After I wrote my post last night about her dating again. It hit me..hard. I am very upset today that she moved on. At some point I knew it would happen. I am happy to get this out of the way now then later so I can put all of this behind me. It hurts really really bad though. She moved on so quick its only been 1.5 months. I dare not let her know it hurts me though. I am playing the silent card right now or better know as 180. There is nothing to talk about except our weekly finances which we are sharing a checking account till next june till our house lease is over and some debt is paid off. So all I do now is send her a weekly budget then im done communicating with her for that week. If I hear she takes the boys out I said her a quick thank you text and move on. All my friends and family who know her and have talked to her a little say I got a raw deal and one day she will regret leaving, I don't buy it not her. Im just trying to process this phase. Im staying off facebook all together because frankly I don't care to see anything especially with her. Going off the radar sort of speak just taking care of me and the boys. I have my own life to build and frankly its no ones business especially hers.


----------



## Rough Patch Sewing (Apr 18, 2011)

I really feel for you man! I want to let you know that you are doing the best that anyone can do. You do not seem embittered or jaded by all of this, but rather cut to your core with the fact of her moving on so quickly.

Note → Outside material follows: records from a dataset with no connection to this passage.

PR #584, opened 2024-06-03
Fix pottentially flaky integration test

wkozyra95:
It is testing scheduled updates, so it's fine to make streams required without affecting what is tested


WojciechBarczynski (commented):
LGTM

PR #589, opened 2024-06-11
Add support for inputs that produce raw video

wkozyra95:


compositor_pipeline/src/pipeline/decoder/audio.rs
```diff
@@ -82,46 +66,107 @@ pub fn start_audio_decoder_thread(
...
+            };
+        }
+    }
 
     if samples_sender.send(PipelineEvent::EOS).is_err() {
         debug!("Failed to send EOS message.")
     }
 }
 
+pub fn start_audio_decoder_thread(
```
wkozyra95, line 115: diff is a bit misleading here I added resampler funcitions above, only change here was inlining run_decoder_thread iniside this function

compositor_pipeline/src/pipeline/decoder.rs
```diff
@@ -1,65 +1,19 @@
...
+use compositor_render::Frame;
+use crossbeam_channel::Receiver;
 
 pub use audio::AacDecoderError;
 
 mod audio;
 mod video;
 
-pub fn start_decoder(
-    input_id: InputId,
```
wkozyra95, line 15: technically this code could still be here, but given that it would also need to handle a case without decoder it seems more appropriate to move it to the input

compositor_pipeline/src/pipeline/decoder/audio.rs
```diff
@@ -20,22 +20,6 @@ mod fdk_aac;
 mod opus;
 mod resampler;
 
-struct DecodedSamples {
```
wkozyra95, line 23: moved to pipeline/struct.rs becaus:
- we will need to create those samples from inputs that produce raw data
- I didn't want to make it `pub(crate)`

WojciechBarczynski (approved):

compositor_pipeline/src/pipeline/decoder/audio.rs
jerzywilczek: agreed, this needs to be changed

compositor_pipeline/src/pipeline/decoder/audio.rs
```diff
@@ -51,13 +35,13 @@ trait AudioDecoderExt {
     fn decoded_sample_rate(&self) -> u32;
 }
 
-pub fn start_audio_decoder_thread(
-    opts: AudioDecoderOptions,
+pub fn start_audio_resampler_only_thread(
```
jerzywilczek, line 38: I don't like the word `only` being included in the name of this function.

I spent a while thinking about this and I don't see a good way to make this better.

jerzywilczek (approved):
looks good to me

PR #494, opened 2022-10-06
Change formatter to align margins in multiline strings

Baccata:


daddykotex:
minor and mostly informative in case you don't know. you can write commit  sha to a `.git-blame-ignore-revs` with content like:

```
# Update scalafmt config
825ba00bb95c0a9bb801ccb4c6dd74ec7b59b59e
```

And this will help looking at the history

PR #502, opened 2022-10-08
Add missing config scopes in codegen

### LINKED ISSUE #500: Local jar dependency between Compile and Test causes redundant codegen
```scala
val root = project
  .in(file("."))
  .settings(
    scalaVersion := "2.13.8",
    libraryDependencies ++= Seq(
      "com.disneystreaming.smithy4s" %% "smithy4s-core" % smithy4sVersion.value
    ),
    Smithy4sCodegenPlugin.defaultSettings(Test)
  )
```

In a setup like this, running `Test/smithy4sCodegen` seems to have zero caching - it'll re-run the actual action every time you call it. It's easier to showcase with a large model, such as an AWS spec: [here's a repro with AWS Lambda](https://github.com/kubukoz/demos/tree/smithy4s-local-config-dependency).

I checked and the last version that didn't have this issue was 0.15.3. In my experience, to surface this issue you need to have both Smithy sources in `main/smithy`, but you don't need Scala sources.

`Test / smithy4sLocalJars := Nil` is a workaround, but it's not going to be a viable one if you _do_ want the `Compile` sources to be used.

I checked and this doesn't seem to happen with multiple modules (I don't think we have scripted tests for it, but it'd be nice to - not sure how we could check that a task used the cache, though) - just between configurations.

kubukoz:
Closes #500.

### DIFF
--- a/modules/codegen-plugin/src/smithy4s/codegen/Smithy4sCodegenPlugin.scala
+++ b/modules/codegen-plugin/src/smithy4s/codegen/Smithy4sCodegenPlugin.scala
@@ -111,7 +111,8 @@ object Smithy4sCodegenPlugin extends AutoPlugin {
     config / resourceGenerators += (config / smithy4sCodegen).map(
       _.filter(_.ext != "scala")
     ),
-    cleanFiles += (config / smithy4sOutputDir).value,
+    config / cleanFiles += (config / smithy4sOutputDir).value,
+    config / cleanFiles += (config / smithy4sResourceDir).value,
     config / smithy4sModelTransformers := List.empty
   )
 
@@ -154,7 +155,7 @@ object Smithy4sCodegenPlugin extends AutoPlugin {
         m.root
       }
     val transforms = (conf / smithy4sModelTransformers).value
-    val s = streams.value
+    val s = (conf / streams).value
     val skipResources: Set[FileType] =
       if ((conf / smithy4sSmithyLibrary).value) Set.empty
       else Set(FileType.Resource)


modules/codegen-plugin/src/smithy4s/codegen/Smithy4sCodegenPlugin.scala
```diff
@@ -111,7 +111,8 @@ object Smithy4sCodegenPlugin extends AutoPlugin {
     config / resourceGenerators += (config / smithy4sCodegen).map(
       _.filter(_.ext != "scala")
     ),
-    cleanFiles += (config / smithy4sOutputDir).value,
+    config / cleanFiles += (config / smithy4sOutputDir).value,
+    config / cleanFiles += (config / smithy4sResourceDir).value,
```
kubukoz, line 115: These aren't required to solve the issue, but thought it'd be a good idea.

Added the resource dir and scoped these to be consistent with the rest (everything is scoped by config).

`clean` without qualifiers seems to still work.

modules/codegen-plugin/src/smithy4s/codegen/Smithy4sCodegenPlugin.scala
```diff
@@ -154,7 +155,7 @@ object Smithy4sCodegenPlugin extends AutoPlugin {
         m.root
       }
     val transforms = (conf / smithy4sModelTransformers).value
-    val s = streams.value
+    val s = (conf / streams).value
```
kubukoz, line 158: The culprit - seems like the configs shared the cache (`_global` streams directory), which made Test see Compile's input hash and thus consider it different from its own. Not sure why that doesn't in turn break `Compile`'s caching (in this case it should be seeing what `Test` wrote last time it ran), but the scoping seems to resolve the issue anyway.

Baccata: Awesome find, and thank you so much for fixing !

Baccata (approved):

modules/codegen-plugin/src/smithy4s/codegen/Smithy4sCodegenPlugin.scala
kubukoz: > Not sure why that doesn't in turn break Compile's caching (in this case it should be seeing what Test wrote last time it ran), but the scoping seems to resolve the issue anyway.

Update, it _did_ break Compile's caching apparently. So we should be all good now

Taking care of you and respecting her with distance and space is the best thing right now. The 180 is a harsh reality. I hope it does something to spark a deeper reflection of the seriousness of this divorce in your spouse. 

I won't stand in judgement of her, but the divorce isn't even final yet (as of 11-20-13). I know it is hard, but you are going through this with dignity and you are a handling it like a real man.


----------



## DADX2 (Oct 29, 2013)

Thank you I like to think so that I am holding my head as high as possible I dd go on 2 dates this week. No real connection but the dust got off the wheels ya know. I feel alot better with that step behind me. When I send the budget ... 

I say "Hi XXX I hope all is well with you, here is the budget have a good week. "

Her response is "Thank you" 

Mine is "Your Welcome"

Killing with kindness about as 180 as possible


----------